É evidente que a situação ocorrida na Praça da Alegria deveria quando muito ter sido registada pelos agentes, a pessoa identificada e eventualmente até acusada por ofensas corporais. É evidente também que a opção tomada pelos agentes constitui um abuso de poder e uma situação de violência policial e prepotência inaceitável e só compreensível por recair sobre um par de prostitutas cuja experiência de vida e situação social dificultam o acesso a serviços e levam a evitar o recurso às entidades públicas (nomeadamente pelo desconforto provocado pela discrepância entre os elementos constantes nos documentos de identificação e os elementos constitutivos da identidade efectivamente sentida e vivida). Em face do exposto, entendemos que se justifica uma inspecção aos registos da esquadra (livro de detenções, relatórios de patrulha e autos de notícia relativos à noite em questão) por forma a tentar identificar os presumíveis agressores e alegados cúmplices.

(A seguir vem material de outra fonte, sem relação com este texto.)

PR #1540, opened 2026-09-14
fix(resharding): use replica_session role and disable FK validation

meskill:
Handle the FK constraints during resharding process:

When we copy tables in parallel we make the snapshots of tables at the specific moment of time and because of this we can have tables on destination with different WALs (that's why we save lsn for tables after copy) and that's could make data inconsistent for example for FK and other cross-table constraints. 

The error could happen in both cases: when we do schema sync for the constraints (they may fail on apply), or during the replication (that may fail because part of the transaction could be already in some table snapshot, but not another table snapshot).

To resolve this:
1. Use `SET session_replication_role=replica` on destination in order to disable rules and triggers during the update. That requires additional specific GRANT or superuser, so an error handling for this with a little explanation was added.
2. Add `NOT VALID` for FK during replication, so the FK won't be triggered when added (the role doesn't disable it automatically).

This basically disables this validations to the sake of assumption that we have consistent data on source and we do the proper copy that maintains the consistency so during the replication we'll eventually reach the consistent state.


levkk (approved):
Perfect! Thank you 🙏

meskill:
Added check for destination pg versions to avoid possible issues with FK NOT VALID for partitioned tables since it's only supported from pg18. See https://www.postgresql.org/docs/17/sql-altertable.html#SQL-ALTERTABLE-DESC-ADD-TABLE-CONSTRAINT and https://www.postgresql.org/docs/18/release-18.html#RELEASE-18-CONSTRAINTS
for partitioned that will fallback to the old FK to not break the whole resharding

Entendemos que tal inspecção permitirá ainda esclarecer as circunstâncias em que se processou a condução de A à esquadra e eventual detenção). Em 1992 e 1995 o Comité para a Prevenção da Tortura e Outros Tratamentos ou Penas Cruéis, Desumanos ou Degradantes (CPT) assinalou a inexistência de calabouços na Praça da Alegria, pelo que, a menos que tenham sido criadas celas na 4ª Esquadra da PSP nos últimos 12 anos, é estranha a informação transmitida por A de que passaria a noite na esquadra (devendo, quando muito, ser conduzida aos calabouços do Comando Metropolitano de Lisboa - COMETLIS). Essa informação implica também que tenha ocorrido uma detenção ou uma condução à esquadra para identificação em âmbito processual penal, de contrário o período máximo de permanência na esquadra não poderia exceder as duas horas (segundo o Parecer n.º 20 de 2003 da IGAI). A menos que tenha ocorrido a detenção de A a condução esquadra para identificação deveria ter ocorrido apenas em última instância, caso não fosse possível recolher os elementos de identificação de A na rua.

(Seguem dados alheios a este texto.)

PR #1541, opened 2026-09-14
feat: re-write date/time functions (calls + DEFAULT) in omni inserts

### LINKED ISSUE #1521: [Rewrites] Omnisharded inserts with timestamps should use proxy time
For inserts targeting omnisharded columns, we should intercept and rewrite calls to `now()` (and other timestamp-related functions) and replace them with a value we generate. This makes sure the value is the _same_ on all shards.

**Example**

```sql
INSERT INTO omni (name, created_at) VALUES ('test', now());
INSERT INTO omni (name, created_at) VALUES ('test', '2026-09-10T10:00:01.342Z');
```

Make sure to handle this for `TIMESTAMPTZ` (UTC) _and_ `TIMESTAMP`; the latter needs to fetch the database timezone and use that.

Additionally, for queries that don't specify `now()` and rely on a database default, we should inject our timestamp, just like we do for primary keys (auto_id).

jkaczman:
When we perform an `INSERT` into an omnisharded table, right now, the functions within the statement (or `COLUMN_DEFAULT` in the table schema) are executed separately on each shard. In the case of time/date functions, this means that they will drift slightly apart, as their execution time will not be the exact same.

To fix this, this PR re-writes all those time/date functions ([Postgres ref](https://www.postgresql.org/docs/current/functions-datetime.html)), specifically: `current_date`, `current_time`, `current_timestamp`, `clock_timestamp`, `localtime`, `localtimestamp`, `now`, `statement_timestamp`, `timeofday`, and `transaction_timestamp`.

It handles both calls within a `VALUES` list, as well as is compatible with functions specified within `COLUMN_DEFAULT` in the table schema. It's also compatible with simple protocol, extended protocol, and prepare/execute.

Refactoring
- Pushed `TransactionType` into a `Transaction` type, so that the time the transaction started could be saved for use with now() /  other functions that rely on transaction start time.
- Created a `PreparedPlan` type to encapsulate everything the PreparedStatement cache stores for Prepare statements (instead of passing around separate fields in a tuple).
- Pushed `GeneratedId` and its corresponding parameter number into a `GeneratedParam` type.

Shortfalls:
- If the client specified a timezone, it only works with strings like "UTC" and "America/New_York"; Postgres supports other types such as `INTERVAL '-08:00' HOUR TO MINUTE`. Right now it errors to prevent incorrect behavior falling through. We previously didn't support any kind of timezone parsing whatsoever.

Docs: https://github.com/pgdogdev/docs/pull/114.
Helm: https://github.com/pgdogdev/helm/pull/140.
Fixes https://github.com/pgdogdev/pgdog/issues/1521.


integration/rust/tests/integration/omni_timestamps.rs
```diff
@@ -0,0 +1,681 @@
+use std::ops::Sub;
```
levkk, line 1: Just want to make sure (I didn't spot it in the test code) that we're testing implicit timestamp injection, i.e.:

```sql
CREATE TABLE users (email VARCHAR UNIQUE, created_at TIMESTAMPTZ);
INSERT INTO users (email) VALUES ('john@pgdog.dev') RETURNING *;
```

This should be rewritten to:

```sql
INSERT INTO users (email, created_at) VALUES ('john@pgdog.dev', <timestmap>);
```

Btw, to make this easier, we can (and currently do!) stack rewriters, e.g.,: you can have one rewriter inject `now()` into the above query and then have the subsequent one rewrite `now()` to an actual timestamp value. This is how `auto_id` works: it just injects `pgdog.unique_id()` and then `unique_id` rewriter changes that to a bigint. Anyway, I haven't read your implementation yet, so maybe this is exactly how you did it, just leaving this thought here before I forget :)

integration/pgdog.toml
```diff
@@ -44,6 +44,9 @@ enabled = false
 shard_key = "ignore"
 split_inserts = "error"
 # primary_key = "rewrite"
+#
+# TODO: This doesn't strictly affect DEFAULT; might want to re-name
```
levkk: Do you mean it doesn't handle this case?

```sql
INSERT INTO users (email, created_at) VALUES ('john@pgdog.dev', DEFAULT) RETURNING *
```

pgdog/src/backend/replication/logical/subscriber/context.rs
```diff
@@ -55,6 +55,7 @@ impl StreamContext {
             &BufferedQuery::Prepared(parse),
             &ast_context,
             &mut PreparedStatements::default(),
+            QueryTimestamps::now(),
```
levkk: This reminds me: we should make sure to disable these rewrites during logical replication. We have a constructor for the `Cluster`  somewhere that we use to disable all rewrite rules, we should add database defaults = ignore in there too.

pgdog/src/backend/prepared_statements.rs
```diff
@@ -655,17 +665,33 @@ impl PreparedStatements {
...
             return Ok(());
         }
 
         let mut parameter_description = ParameterDescription::from_bytes(message.payload())?;
-        parameter_description.rewrite_data_types(mappings);
+        if let Some(mappings) = mappings {
+            parameter_description.rewrite_data_types(mappings);
+        }
+        if let Some(client_params) = client_params {
+            parameter_description.truncate(client_params as usize);
```
levkk, line 705: This relies on the invariant that all injected parameters are appended.  It would be good to note that somewhere.

pgdog/src/frontend/client/query_engine/rewrite.rs
```diff
@@ -38,9 +38,14 @@ impl QueryEngine {
         if let Some(query) = query {
             let cluster = self.backend.cluster()?;
             let ast_ctx = AstContext::from_cluster(cluster, context.params);
-            let ast = Cache::get().query(&query, &ast_ctx, context.prepared_statements)?;
+            let timestamps = context.timestamps();
```
levkk: You could pass it down inside `AstContext`. That way, you don't have to change the method signature below. Just a nit.

pgdog/src/frontend/client/mod.rs
```diff
@@ -697,6 +703,7 @@ impl Client {
 
             if timer.is_none() {
                 timer = Some(Instant::now());
+                self.statement_start = Utc::now();
```
levkk, line 704: Maybe we use just one timer, e.g., `Utc::now()`? Getting the current time is cheap, but not free.

pgdog/src/frontend/client/transaction_type.rs
```diff
@@ -1,3 +1,69 @@
...
+pub(crate) struct Transaction {
+    transaction_type: TransactionType,
+    start_time: DateTime<Utc>,
+}
+
+impl Transaction {
+    pub(crate) fn new(transaction_type: TransactionType) -> Self {
+        Self {
+            transaction_type,
+            start_time: Utc::now(),
```
levkk, line 16: You already have the request start time in the client you could pass down here. May not be worth the code spaghetti, since getting the current time is cheap, but it would be consistent.

pgdog/src/frontend/prepared_statements/global_cache.rs
```diff
@@ -94,6 +95,7 @@ impl GlobalCache {
         //       to use `RewritePlan` for `offset_plan` too (which isn't possible; see comment below)
         rewrite_plan: &RewritePlan,
         offset_plan: Option<OffsetPlan>,
+        generated_ids: Vec<(u16, GeneratedId)>,
```
levkk: nit: Could be good to have these params be a typed struct so it's a bit more self-documenting.

pgdog/src/frontend/prepared_statements/global_cache.rs
```diff
@@ -131,12 +134,18 @@ impl GlobalCache {
     }
 
     /// Rewrite prepared statement in the global cache.
-    pub(crate) fn rewrite(&mut self, parse: &Parse) {
+    pub(crate) fn rewrite(&mut self, parse: &Parse, client_params: u16) {
```
levkk, line 138: Don't forget to document the new param (or rename it).

pgdog/src/frontend/router/parser/cache/ast.rs
```diff
@@ -68,13 +67,11 @@ impl Deref for Ast {
 
 impl Ast {
     /// Parse statement and run the rewrite engine, if necessary.
-    pub(super) fn new(
+    pub(super) fn with_context(
```
levkk: nit: or just `new` :)

pgdog/src/frontend/router/parser/cache/context.rs
```diff
@@ -23,6 +23,8 @@ pub(crate) struct AstContext<'a> {
     pub(crate) user: &'a str,
     /// Search path for table lookups.
     pub(crate) search_path: Option<&'a ParameterValue>,
+    /// Allows `timestamp` types to use the Client's local time when excecuting a `TimeFunction`
+    pub(crate) timezone: Option<&'a ParameterValue>,
```
levkk, line 28: I think we should probably use the server timezone (it will be available as part of https://github.com/pgdogdev/pgdog/blob/87bca544c5cab1ea4c3d62e0270ef32b97025e28/pgdog/src/frontend/client/mod.rs#L371 so you can easily grab it and inject into the client state.

It's a safe assumption that all shards have the same timezone (today is sept 15, 2026, the day that shall live in infamy, when we discover that this is wrong 😆 )

pgdog/src/frontend/router/parser/rewrite/statement/auto_id.rs
```diff
@@ -551,11 +551,16 @@ mod tests {
...
+            timezone: None,
         });
         let mut plan = Default::default();
         let ast = make::try_owned(|mem| {
             let mut copy = mem.make_unique(&*ast.into_inner());
-            plan = rewriter.maybe_rewrite(copy.as_mut().into_iter().next().unwrap(), mem)?;
+            plan = rewriter.maybe_rewrite(
+                copy.as_mut().into_iter().next().unwrap(),
+                mem,
+                crate::frontend::client::QueryTimestamps::now(),
```
levkk: Changing function interfaces across 20 different files is so annoying haha. We should make it a rule to use structs as arguments (whenever the argument count exceeds 1? 2?)? That way, we can easily inject a new arg.

levkk: Or maybe we don't, and this way we know when context is leaking between modules.

levkk: Talking to myself here...

pgdog/src/frontend/router/parser/rewrite/statement/mod.rs
```diff
@@ -185,8 +198,45 @@ impl<'a> StatementRewrite<'a> {
             self.limit_offset(&select, &mut plan);
         }
 
+        let timestamp_rewrite = matches!(
+            config().config.rewrite.omni_database_defaults,
+            RewriteMode::Rewrite | RewriteMode::RewriteOmni | RewriteMode::RewriteOmniGlobal
```
levkk: Could do a negative instead, e.g.,:

```rust
!matches(RewriteMode::Ignore)
```

pgdog/src/frontend/router/parser/rewrite/statement/plan.rs
```diff
@@ -1,20 +1,23 @@
...
+use crate::net::messages::bind::{Format, Parameter};
+use crate::net::{Bind, Parameters, Parse, ProtocolMessage, Query};
+use crate::unique_id::UniqueId;
 
+/// TODO: Document that this is also stored in PreparedStatement cache.
 #[derive(Debug, Clone, PartialEq, Eq)]
 pub(crate) enum GeneratedId {
     UniqueId,
     Sequence(SequenceCall),
+    ProxyTime(TimeFunction),
```
levkk, line 27: Nice! That fits really nicely in here. We could rename this to `GeneratedValues` or something else...eventually.

pgdog/src/frontend/router/parser/rewrite/statement/plan.rs
```diff
@@ -94,29 +98,59 @@ impl RewritePlan {
...
-            let param = match format {
-                Format::Binary => Parameter::new(&id.to_be_bytes()),
-                Format::Text => Parameter::new(itoa::Buffer::new().format(id).as_bytes()),
+
+            let param = match id {
+                MyResponse::Int(id) => match format {
+                    Format::Binary => Parameter::new(&id.to_be_bytes()),
+                    Format::Text => Parameter::new(itoa::Buffer::new().format(id).as_bytes()),
+                },
+                // TODO: This could use pgdog-postgres-types/src/timestamp.rs
```
levkk: Should imo, so we keep data type manipulation consistent.

pgdog/src/frontend/router/parser/rewrite/statement/timestamp.rs
```diff
@@ -0,0 +1,616 @@
...
+
+                    Some(node)
+                }
+                _ => Some(node),
+            }),
+        );
+    }
+
+    /// Iterates through Schema to find DEFAULT columns
+    /// Adds the column to target list & all the values lists (ParamRef or String)
```
levkk, line 557: There it is! Found it. Ignore my previous previous previous previous comment.

levkk (approved):
Image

Finalmente, o CPT denunciou em 1995 e 1999 a permanência de detidos algemados ao mobiliário da referida esquadra, situação degradante e inaceitável, que deverá ser também investigada. Solicitamos ainda o reencaminhamento desta informação para outras entidades que entendam competentes para intervir (levando a cabo acções de formação para prevenção de violência policial, por exemplo).
Aguardamos resposta de V. Exas. a este comunicado.